Saved data entries
PR #1491, opened 2023-11-08
A test to trigger 'earliest > now' assertion

KershawChang:
This test demonstrates one possible case that how the assertion is triggered.
Basically, this happens when the state of `IdleTimeout` is set to `IdleTimeoutState::AckElicitingPacketSent` and we haven't receive any packets after that.

Note that in [expired](https://searchfox.org/mozilla-central/rev/02841791400cf7cf5760c0cfaf31f5d772624253/third_party/rust/neqo-transport/src/connection/idle.rs#85) function, we set `keep_alive` to false, so the [expiry](https://searchfox.org/mozilla-central/rev/02841791400cf7cf5760c0cfaf31f5d772624253/third_party/rust/neqo-transport/src/connection/idle.rs#85) function returns a value larger than `now` and we don't think the idle timer is expired.
However, when `expiry` is called in `next_delay`, we set `keep_alive` to true, so the value returns from `expiry` is smaller than `now`.


neqo-transport/tests/server.rs
```diff
@@ -56,6 +56,47 @@ pub fn complete_connection(
...
+fn connect_to_nothing() {
+    // Start a server to get the token that will be used for calling
+    // `client.enable_resumption`.
+    let mut server = default_server();
+    let token = generate_ticket(&mut server);
+
+    // Discharge the old connection so that we don't have to worry about it.
+    let mut now = now();
+    let t = server.process(None, now).callback();
+    now += t;
```
martinthomson, line 69: Do you really need this given that the code below doesn't even use the server?

neqo-transport/tests/server.rs
```diff
@@ -56,6 +56,47 @@ pub fn complete_connection(
...
+        match client.process(None, now) {
+            Output::Datagram(_) | Output::None => None,
+            Output::Callback(t) => Some(t),
+        }
+    };
+
+    let mut count = 0;
+    // Run a loop to create packets repeatedly until we hit the "earliest > now"
+    // assertion.
+    loop {
```
martinthomson, line 89:
```rust
for _ in 0..100 {
    if let Some(t) = client_send(now) {
        now += t;
    }
}
```

neqo-transport/tests/server.rs
```diff
@@ -56,6 +56,47 @@ pub fn complete_connection(
...
+    let mut client = default_client();
+    // After enable_resumption, the client have the stream limit settings from
+    // the server, so we can create a stream.
+    client.enable_resumption(now, &token).unwrap();
+
+    let client_stream = client.stream_create(StreamType::BiDi).unwrap();
+    client.stream_keep_alive(client_stream, true).unwrap();
+    let mut client_send = |now| {
+        client.stream_send(client_stream, &[0x0; 500]).unwrap();
+        match client.process(None, now) {
```
martinthomson, line 80: Does this change anything?

```suggestion
        match client.process_output(now) {
```

martinthomson (commented):
Code comments only.  Once we have a fix, we should land this test with that fix.

martinthomson:
Is the fix to propagate the `keep_alive` flag through [expired](https://searchfox.org/mozilla-central/rev/02841791400cf7cf5760c0cfaf31f5d772624253/third_party/rust/neqo-transport/src/connection/idle.rs#85)?

neqo-transport/tests/server.rs
KershawChang: Yes, I think we need it because this seems to be the only to get the transport parameters from peer.

neqo-transport/tests/server.rs
KershawChang: No, same result ('earliest > now' assertion).

KershawChang:
> Is the fix to propagate the `keep_alive` flag through [expired](https://searchfox.org/mozilla-central/rev/02841791400cf7cf5760c0cfaf31f5d772624253/third_party/rust/neqo-transport/src/connection/idle.rs#85)?

Yes, this is one of the fixes in my mind. I'll update this PR soon.

neqo-transport/tests/server.rs
martinthomson: The client should be remembering transport parameters through the session ticket (token) that it gets above.

neqo-transport/tests/server.rs
martinthomson: Good.  Just confirming.  I generally prefer not to use `process(None, ...)` in place of `process_output(...)`.

martinthomson (commented):
> If I understand this fix correctly, doing this means that the connection will closed when the keep_alive timer is expired.

No, just that we would compute the idle timeout based on whether a keep alive is active.  We'd still send a ping when that shorter time elapsed, but we wouldn't have this drift issue you refer to.

One thing that is reassuring about this situation is that it only occurs when the server goes AWOL, as this test demonstrates.  That's also troubling also because it's a crash, so it's good to see that you caught this one.

KershawChang:
I've moved the test to `idle.rs`, since it seems to be a better place for testing idle timeout.
Note this PR breaks some tests, so I am not sure if this is the change we want.

martinthomson:
Hmm, yeah, this doesn't look right.  We should not be closing the connection at this point.  I think that we need to look for another approach.

martinthomson:
Thinking on this more, I think that we probably need to consider tweaks to the expiry() function and how that works.  What we want is to have this track when keep-alive packets were sent and either provide updated estimates for the next timeout based on that or simply switch to reporting the `keep_alive == false` timeout when a keep-alive has been sent.

My understanding is that we'll retransmit the keep-alive using the usual logic for lost packets (PTO, etc...) so there is no need to continue to report the keep-alive time once we've initiated the keep-alive.

So maybe the idle code needs to be told when the keep-alive is sent so that it can stop reporting the shorter timeout.

larseggert:
@KershawChang do we have a way forward for this PR?

larseggert:
Making this a draft PR until it becomes reviewable again.

KershawChang:
> Thinking on this more, I think that we probably need to consider tweaks to the expiry() function and how that works. What we want is to have this track when keep-alive packets were sent and either provide updated estimates for the next timeout based on that or simply switch to reporting the `keep_alive == false` timeout when a keep-alive has been sent.
> 
> My understanding is that we'll retransmit the keep-alive using the usual logic for lost packets (PTO, etc...) so there is no need to continue to report the keep-alive time once we've initiated the keep-alive.
> 
> So maybe the idle code needs to be told when the keep-alive is sent so that it can stop reporting the shorter timeout.

@martinthomson , hope I understand this comment correctly. I think we can make `expiry` always return the idle timeout and introduce another function `keep_alive_timeout` that is only used for sending `keep-alive`.

Note that I didn't fix test failures in this PR. I'll fix them if you think this is a right approach. Thanks.

neqo-transport/src/connection/idle.rs
```diff
@@ -46,20 +46,14 @@ impl IdleTimeout {
         self.timeout = min(self.timeout, peer_timeout);
     }
 
-    pub fn expiry(&self, now: Instant, pto: Duration, keep_alive: bool) -> Instant {
+    pub fn expiry(&self, now: Instant, pto: Duration) -> Instant {
         let start = match self.state {
             IdleTimeoutState::Init => now,
             IdleTimeoutState::PacketReceived(t) | IdleTimeoutState::AckElicitingPacketSent(t) => t,
         };
```
martinthomson, line 53: It might pay to factor this into a function now to save repetition.

neqo-transport/src/connection/idle.rs
```diff
@@ -46,20 +46,14 @@ impl IdleTimeout {
...
-        } else {
-            max(self.timeout, pto * 3)
-        };
+        let delay = max(self.timeout, pto * 3);
         qtrace!(
-            "IdleTimeout::expiry@{now:?} pto={pto:?}, ka={keep_alive} => {t:?}",
+            "IdleTimeout::expiry@{now:?} pto={pto:?} => {t:?}",
             t = start + delay
         );
         start + delay
```
martinthomson, line 59: Looking at this, perhaps we can simplify:

```rust
let t = start + delay;
qtrace!("IdleTimeout::expiry@{now:?} pto={pto:?} => {t:?}");
t
```

Or with the above factoring...

```rust
let t = self.start() + delay;
qtrace!("IdleTimeout::expiry@{now:?} pto={pto:?} => {t:?}");
t
```

martinthomson (approved):

neqo-transport/src/connection/idle.rs
KershawChang: Will do.

neqo-transport/src/connection/idle.rs
KershawChang: Will do.

KershawChang:
> I'm seeing some build failures here that are probably worth looking into.

@martinthomson , I've fixed those test failures.
Could you take a look again? Thanks.

neqo-transport/src/connection/tests/idle.rs
```diff
@@ -709,12 +706,6 @@ fn keep_alive_with_ack_eliciting_packet_lost() {
     let retransmit = client.process_output(now).dgram();
     assert!(retransmit.is_some());
 
-    // The next callback should be for an idle PING.
-    assert_eq!(
-        client.process_output(now).callback(),
-        IDLE_TIMEOUT / 2 - pto
```
KershawChang, line 715: With this change, this timeout is actually `pto * 2`, because the idle timeout is longer.
I've removed this check since we already did the same check below.

larseggert:
@KershawChang I merged this into #1875 locally, but the `idle_timeout_crazy_rtt` still asserts on `earliest > now`. FWIW.

neqo-transport/src/connection/tests/idle.rs
```diff
@@ -564,17 +561,18 @@ fn keep_alive_reset() {
...
     transfer_force_idle(&mut client, &mut server);
-    assert_idle(&mut client, now(), default_timeout() / 2);
+    assert_idle(&mut client, now(), default_timeout());
 
     server.stream_reset_send(stream, 0).unwrap();
     transfer_force_idle(&mut server, &mut client);
     assert_idle(&mut client, now(), default_timeout());
 
     // The client will fade away from here.
+    eprintln!("The client will fade away from here.");
```
martinthomson, line 575:
```suggestion
```

neqo-transport/src/connection/tests/idle.rs
```diff
@@ -709,12 +706,6 @@ fn keep_alive_with_ack_eliciting_packet_lost() {
     let retransmit = client.process_output(now).dgram();
     assert!(retransmit.is_some());
 
-    // The next callback should be for an idle PING.
-    assert_eq!(
-        client.process_output(now).callback(),
-        IDLE_TIMEOUT / 2 - pto
-    );
-
     // Wait that long and the client should send a PING frame.
```
martinthomson, line 709:
```suggestion
    // Wait for half the idle timeout (less the PTO we've already waited)
    // so that we get a keep-alive. The actual timeout is the smaller of this
    // duration or PTO*2, whichever is smaller.
```

neqo-transport/src/connection/tests/idle.rs
martinthomson: Maybe we need to make these checks more robust, rather than removing them.  Would this work?

```rust
    // The timeout is the smaller of:
    // * the idle timeout, less the time we've already waited (one PTO)
    // * twice the PTO, because we've already sent one probe
    assert_eq!(
        client.process_output(now).callback(),
        min(IDLE_TIMEOUT / 2 - pto, pto * 2),
    );
```

That would mean updating the code below as well.

The alternative is to sort out the relationship between the PTO timer we're using and the idle timeout, so that we can know for sure which timer is active.

martinthomson (approved):
I'm happy with this.  Want to flip out of draft state?

Think about the comment below, but I'll defer to your judgment on the resolution once you've worked through it.

neqo-transport/src/connection/tests/idle.rs
KershawChang: Sorry about this.

neqo-transport/src/connection/tests/idle.rs
KershawChang: Done. Thanks.

neqo-transport/src/connection/tests/idle.rs
KershawChang: I think this should be:
```
assert_eq!(
    client.process_output(now).callback(),
    min(IDLE_TIMEOUT - pto, pto * 2),
);
```
Because we only waited one pto here.

martinthomson: IDLE_TIMEOUT or IDLE_TIMEOUT/2 ?

KershawChang: Should be `IDLE_TIMEOUT`.

As the test code below shows, the `start` of `IdleTimeout` is set to `now` when `_lost_packet` is sent.
We then wait for one `pto` duration to retransmit the data.
After the retransmission, `idle_timeout.expiry` returns `now + IDLE_TIMEOUT`.
Since we have only waited for one `pto` in the test, the remaining time before the idle timer expires 
is `IDLE_TIMEOUT - pto`. Therefore, in the assertion, we should use `min(IDLE_TIMEOUT - pto, pto * 2)`.


```
    // Send data on the stream that will be lost.
    _ = client.stream_send(stream, DEFAULT_STREAM_DATA).unwrap();
    let _lost_packet = client.process_output(now).dgram();

    let pto = client.process_output(now).callback();
    // Wait for packet to be marked lost.
    assert!(pto < IDLE_TIMEOUT / 2);
    now += pto;
    let retransmit = client.process_output(now).dgram();
    assert!(retransmit.is_some());
    let retransmit = client.process_output(now).dgram();
    assert!(retransmit.is_some());

    // The timeout is the smaller of:
    // * the idle timeout, less the time we've already waited (one PTO)
    // * twice the PTO, because we've already sent one probe
    assert_eq!(
        client.process_output(now).callback(),
        min(IDLE_TIMEOUT - pto, pto * 2),
    );
```

KershawChang: @martinthomson , please let me know if my understanding is correct.
If you are fine with this change, I think we can land this.

martinthomson: I think my suggested comment text was incorrect.

We have three operative timers:
* PTO (which is `pto * 2` at this stage)
* The idle timeout
* The keep alive timer, which is half of the idle timeout.

We can disregard the idle timeout, leaving the other two.

KershawChang: Thanks, I'll update the patch and only compare the PTO.

KershawChang:
Please take another look at test `keep_alive_with_ack_eliciting_packet_lost`.
Thanks.

neqo-transport/src/connection/tests/idle.rs
```diff
@@ -709,21 +705,20 @@ fn keep_alive_with_ack_eliciting_packet_lost() {
...
-        client.process_output(now).callback(),
-        IDLE_TIMEOUT / 2 - pto
-    );
+    // The timeout is the twice the PTO, because we've already sent one probe.
+    assert_eq!(client.process_output(now).callback(), pto * 2,);
 
-    // Wait that long and the client should send a PING frame.
+    // Wait for half the idle timeout (less the PTO we've already waited)
+    // so that we get a keep-alive. The actual timeout is the smaller of this
+    // duration or PTO*2, whichever is smaller.
```
martinthomson, line 713:
```suggestion
    // so that we get a keep-alive.
```

neqo-transport/src/connection/tests/idle.rs
```diff
@@ -709,21 +705,20 @@ fn keep_alive_with_ack_eliciting_packet_lost() {
...
     now += IDLE_TIMEOUT / 2 - pto;
     let pings_before = client.stats().frame_tx.ping;
     let ping = client.process_output(now).dgram();
     assert!(ping.is_some());
     assert_eq!(client.stats().frame_tx.ping, pings_before + 1);
 
     // The next callback is for a PTO, the PTO timer is 2 * pto now.
-    assert_eq!(client.process_output(now).callback(), pto * 2);
+    assert_eq!(client.process_output(now).callback(), pto * 2,);
```
martinthomson, line 721:
```suggestion
    assert_eq!(client.process_output(now).callback(), pto * 2);
```

martinthomson (approved):

neqo-transport/src/connection/tests/idle.rs
KershawChang: Great catch! Thanks.
I am surprised that compiler doesn't complain about this.

martinthomson: Macro formatting is still imperfect.  The compiler knows what sorts of symbols need to appear and can sort of guess, but it can't really know whether the macro cares about a trailing comma or not.

PR #1495, opened 2023-11-21
Being refactored: ECN additions

larseggert:
This PR is getting too large. I'm in the process of refactoring it into smaller chunks:

- [x] #1568
- [x] #1604 
- [ ] #1678


Cargo.toml
```diff
@@ -10,3 +10,9 @@ members = [
   "neqo-interop",
   "test-fixture",
 ]
+
+[patch.crates-io]
+#nix = { path = "./../nix" }
+#libc = { path = "./../libc" }
+libc = { git = "https://github.com/larseggert/libc.git", branch = "feat-ttl" }
+nix = { git = "https://github.com/larseggert/nix.git", branch = "feat-tos" }
```
martinthomson, line 18: We won't be able to land a change that pulls from a private branch, at least not without an extraordinary approval process.  I assume that you are in the process of landing changes upstream.

neqo-helper/src/lib.rs
```diff
@@ -0,0 +1,146 @@
...
+        },
+        AddressFamily, ControlMessage, ControlMessageOwned, MsgFlags, SockaddrLike,
+        SockaddrStorage,
+    },
+};
+
+use neqo_common::Datagram;
+
+// Bind a UDP socket and set some default socket options.
+pub fn bind(local_addr: SocketAddr) -> io::Result<UdpSocket> {
```
martinthomson, line 30: The alternative to creating a new crate is to add this to a new module in neqo-common.  A non-default feature flag that makes this module conditionally available would ensure that mainline code doesn't need to pull in the nix and libc dependencies.

A new crate isn't that big of a deal if you only use it for the command-line tools, but I can see how we might want to use these facilities in Firefox proper, for which having it in neqo-common might help.

neqo-helper/src/lib.rs
```diff
@@ -0,0 +1,146 @@
...
+    Ok(())
+}
+
+fn to_socket_addr(addr: &SockaddrStorage) -> SocketAddr {
+    let fam = addr.family().unwrap();
+
+    let port = match fam {
+        AddressFamily::Inet => addr.as_sockaddr_in().unwrap().port(),
+        AddressFamily::Inet6 => addr.as_sockaddr_in6().unwrap().port(),
+        _ => todo!(),
```
martinthomson, line 100:
```suggestion
        _ => unreachable!(),
```

I think that we're safe with that in this case.  IPv10 is still a ways off.

neqo-helper/src/lib.rs
```diff
@@ -0,0 +1,146 @@
...
+    };
+
+    match fam {
```
martinthomson, line 103: You should be able to do just one match.  You are repeating the `addr.as_sockaddr_in[6]().unwrap()` part as it is.

neqo-common/src/datagram.rs
```diff
@@ -9,10 +9,52 @@ use std::ops::Deref;
...
+pub enum IpTosEcn {
+    EcnNotEct = 0b00, // Not-ECT (Not ECN-Capable Transport) [RFC3168]
+    EcnEct1 = 0b01,   // ECT(1) (ECN-Capable Transport(1))[1] [RFC8311][RFC Errata 5399][RFC9331]
+    EcnEct0 = 0b10,   // ECT(0) (ECN-Capable Transport(0)) [RFC3168]
+    EcnCe = 0b11,     // CE (Congestion Experienced) [RFC3168]
+}
+
+// DiffServ Codepoints, mapped to the upper six bits of the TOS field.
+// https://www.iana.org/assignments/dscp-registry/dscp-registry.xhtml
+// #[derive(Copy, Clone)]
```
martinthomson, line 25:
```suggestion
#[derive(Copy, Clone, PartialEq, Eq)]
```

neqo-common/src/datagram.rs
```diff
@@ -9,10 +9,52 @@ use std::ops::Deref;
 
 use crate::hex_with_len;
 
+// ECN (Explicit Congestion Notification) codepoints mapped to the
+// lower 2 bits of the TOS field.
+// https://www.iana.org/assignments/dscp-registry/dscp-registry.xhtml
+// #[derive(Copy, Clone)]
```
martinthomson, line 15:
```suggestion
#[derive(Copy, Clone, PartialEq, Eq)]
```

neqo-helper/src/lib.rs
```diff
@@ -0,0 +1,146 @@
...
+        AddressFamily::Inet6 => SocketAddr::new(
+            std::net::IpAddr::V6(addr.as_sockaddr_in6().unwrap().ip()),
+            port,
+        ),
+        _ => todo!(),
+    }
+}
+
+pub fn recv_datagram(
+    fd: i32,
```
martinthomson, line 117: How often do we have a raw fd when calling this function?  Can this function call `to_raw_fd()` itself?

neqo-helper/src/lib.rs
```diff
@@ -0,0 +1,146 @@
...
+        }
+    };
+    Ok(socket)
+}
+
+fn to_sockaddr(addr: SocketAddr) -> SockaddrStorage {
+    SockaddrStorage::from(addr)
+}
+
+pub fn emit_datagram(fd: i32, d: Datagram) -> io::Result<()> {
```
martinthomson, line 68: See below regarding `fd`

martinthomson (commented):
I take it that this is groundwork for ECN

Cargo.toml
larseggert: Yep. This is just temporary so the CI runs. I will remove this once upstreams are updated.

neqo-helper/src/lib.rs
larseggert: I couldn't easily figure out how, because it's being called with a `mio::net::UdpSocket` from the server and a `std::net::UdpSocket` from the client. Will investigate.

neqo-helper/src/lib.rs
larseggert: Thanks for the feedback. Will need to read up on those concepts.

neqo-helper/src/lib.rs
martinthomson: Oh, I missed that.  Unless the two implement a shared trait, you won't be able to.  But then it is possible to have that happen.  Whether it is worthwhile, I'll leave as an exercise :)

The basic idea here would be that you have two types that can feed in, so you would have a function signature that is generic:

```rust
pub fn recv_datagram<S: SocketTrait>(socket: S, ...) {
}
```

Then, to allow you to pass in either form, you would define that new trait with the functions you need as follows:

```rust
pub trait SocketTrait { // don't use my name
  fn raw_fd(&self) -> i32;
}
```

You can then implement that trait for the different types you want to support, like so:

```rust
impl SocketTrait for std::net::UdpSocket {
  fn raw_fd(&self) -> i32 { self.get_raw_fd() }
}


impl SocketTrait for mio::net::UdpSocket {
  fn raw_fd(&self) -> i32 { self.get_raw_fd() }
}
```

This means that your code can have multiple instantiations, one for each concrete type that implements this new trait.  In practice, you want one instantiation in the client and another in the server, so there is no code bloat.

This would make the interface more ergonomic, but it's not clear that we really need that capability in this instance.  I made the comment without realizing that there were different types involved.

neqo-helper/src/lib.rs
larseggert: @martinthomson I think I made that change.

neqo-common/src/socket.rs
```diff
@@ -0,0 +1,217 @@
...
+/// On non-POSIX platforms, TOS and TTL will be set to 0xff to indicate they were not retrieved
+/// from the packet. TODO: Figure out how to retrieve TOS and TTL at least on Windows.
+pub fn recv_datagram<S: AsRawFd>(
+    socket: &S,
+    buf: &mut [u8],
+    tos: &mut u8,
+    ttl: &mut u8,
+) -> io::Result<(usize, SocketAddr)> {
+    #[cfg(any(target_os = "macos", target_os = "linux", target_os = "android"))]
+    {
```
martinthomson, line 182: I would recommend extracting these two blocks into (private) functions.

neqo-server/src/main.rs
```diff
@@ -710,7 +711,9 @@ impl ServersRunner {
         match self.server.process(dgram, self.args.now()) {
             Output::Datagram(dgram) => {
                 let socket = self.find_socket(dgram.source());
-                emit_packet(socket, dgram);
+                if let Err(e) = emit_datagram(socket, &dgram) {
+                    eprintln!("UDP write error: {}", e);
```
martinthomson, line 715: Do you want to open an issue to track EAGAIN handling in these?

neqo-common/src/socket.rs
```diff
@@ -0,0 +1,217 @@
+// Licensed under the Apache License, Version 2.0 <LICENSE-APACHE or
+// http://www.apache.org/licenses/LICENSE-2.0> or the MIT license
+// <LICENSE-MIT or http://opensource.org/licenses/MIT>, at your
+// option. This file may not be copied, modified, or distributed
+// except according to those terms.
+
+use std::{
+    io::{self, Error, ErrorKind, IoSlice, IoSliceMut},
+    net::{SocketAddr, UdpSocket},
+    os::fd::{AsRawFd, FromRawFd},
```
martinthomson, line 10: `AsRawFd` = win.

neqo-common/src/socket.rs
```diff
@@ -0,0 +1,217 @@
...
+            SocketAddr::V6(..) => [Ipv6TClass(&tos), Ipv6HopLimit(&ttl)],
+        };
+        sent = sendmsg(
+            socket.as_raw_fd(),
+            &iov,
+            &cmsgs,
+            MsgFlags::empty(),
+            Some(&SockaddrStorage::from(d.destination())),
+        )
+        .unwrap();
```
martinthomson, line 121: These uses of `unwrap()` still concern me a little; convince me that this is rather than wrapping the error in a new type.  You aren't using the `io::Result::Err` branch on this either.

neqo-common/src/socket.rs
```diff
@@ -0,0 +1,217 @@
...
+            panic!("Unable to bind UDP socket: {}", e);
+        }
+        Ok(s) => {
+            // Don't let the host stack or network path fragment our IP packets
+            // (RFC9000, Section 14).
+            let res = match local_addr {
+                SocketAddr::V4(..) => setsockopt(&s, IpDontFrag, &true),
+                SocketAddr::V6(..) => setsockopt(&s, Ipv6DontFrag, &true),
+            };
+            assert!(res.is_ok());
```
martinthomson, line 62:
```suggestion
            debug_assert!(res.is_ok());
```

If this fails, let's not worry too much.

neqo-common/src/socket.rs
```diff
@@ -0,0 +1,217 @@
...
+            // Request IPv4 type-of-service (TOS) and IPv6 traffic class
+            // information for all incoming packets.
+            let res = match local_addr {
+                SocketAddr::V4(..) => setsockopt(&s, IpRecvTos, &true),
+                SocketAddr::V6(..) => setsockopt(&s, Ipv6RecvTClass, &true),
+            };
+            assert!(res.is_ok());
```
martinthomson, line 69: As above, ...

martinthomson (dismissed):
I've a question for you and some suggestions, but I trust you to resolve those from here (and I don't want to block you while I'm on leave).

neqo-common/src/socket.rs
```diff
@@ -26,12 +25,31 @@ use nix::{
...
+///
+/// Panics if the UDP socket fails to bind to the specified local address or if various
+/// socket options cannot be set.
+///
+/// # Notes
+///
+/// This function binds the UDP socket to the specified local address and performs additional
+/// configuration on the socket, such as setting socket options to request TOS and TTL
+/// information for incoming packets.
+#[allow(clippy::missing_errors_doc)]
```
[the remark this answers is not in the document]
larseggert: This is probably because I am new to Rust, but I don't see _how_ this can return an error? AFAICT it can only panic?

neqo-common/src/socket.rs
```diff
@@ -0,0 +1,249 @@
...
+    let sent = emit_datagram_posix(socket, d);
+    #[cfg(not(posix_socket))]
+    let sent = emit_datagram_generic(socket, d);
+    if sent != d.len() {
+        eprintln!("Unable to send all {} bytes of datagram", d.len());
+    }
+    Ok(())
+}
+
+// #[cfg(posix_socket)]
```
martinthomson, line 150: ???

larseggert: Leftover debug thing; am still trying to get this to build/run on Windows.

larseggert:
@martinthomson could you re-review? Made a bunch of changes that make things work on all platforms again.

larseggert:
Blocked until https://github.com/nix-rust/nix/pull/2203 has shipped.

neqo-transport/src/recovery.rs
```diff
@@ -412,7 +412,7 @@ impl LossRecoverySpace {
             .sent_packets
             .iter_mut()
             // BTreeMap iterates in order of ascending PN
-            .take_while(|(&k, _)| Some(k) < largest_acked)
+            .take_while(|(&k, _)| largest_acked.is_none() || Some(k) < largest_acked)
```
martinthomson, line 415: This sort of change really needs to be in a separate patch so that we can look at the recovery tests in more detail.

neqo-common/Cargo.toml
```diff
@@ -7,16 +7,27 @@ rust-version = "1.70.0"
...
+env_logger = { version = "0.10", default-features = false }
 lazy_static = "1.3.0"
 qlog = "0.11.0"
-time = {version = "0.3", features = ["formatting"]}
+time = { version = "=0.3.23", features = ["formatting"] }
+nix = { git = "https://github.com/larseggert/nix.git", branch = "feat-tos", features = [
+        "socket",
+        "net",
+        "uio",
+], optional = true }
```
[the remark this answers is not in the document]
larseggert: It's in progress. Depends on another PR upstream.

neqo-common/src/datagram.rs
```diff
@@ -21,6 +89,24 @@ impl Datagram {
         Self {
             src,
             dst,
+            tos: IpTosEcn::Ect0 as u8,
```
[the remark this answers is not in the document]
larseggert: I think I did this elsewhere, must have missed this one.

neqo-common/src/socket.rs
```diff
@@ -0,0 +1,429 @@
...
+        // MacOS has a kernel bug that prevents setting the TTL via CMSG, so just check that it is not 0.
+        assert_ne!(ttl, 0);
+        assert_eq!(buf, [0x42; 16]);
+
+        drop(client);
+        drop(server);
+    }
+
+    #[test]
+    fn test_bind_v4() {
```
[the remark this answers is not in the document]
larseggert: ACK

neqo-transport/src/recovery.rs
larseggert: Yeah, I realized this is getting big. I will break it into individual chunks.

mxinden:
Crossposting https://github.com/mxinden/neqo/pull/1#pullrequestreview-1892959112 here to ensure review on fork does not get lost.

larseggert:
Nothing left in this PR that would be of interest.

- _DESCRIPTION OF THE TASK_
Looking at the records above, say how many lines hold the string "specified". Write nothing but the number.

- _RESULT OF THE EXERCISE_
2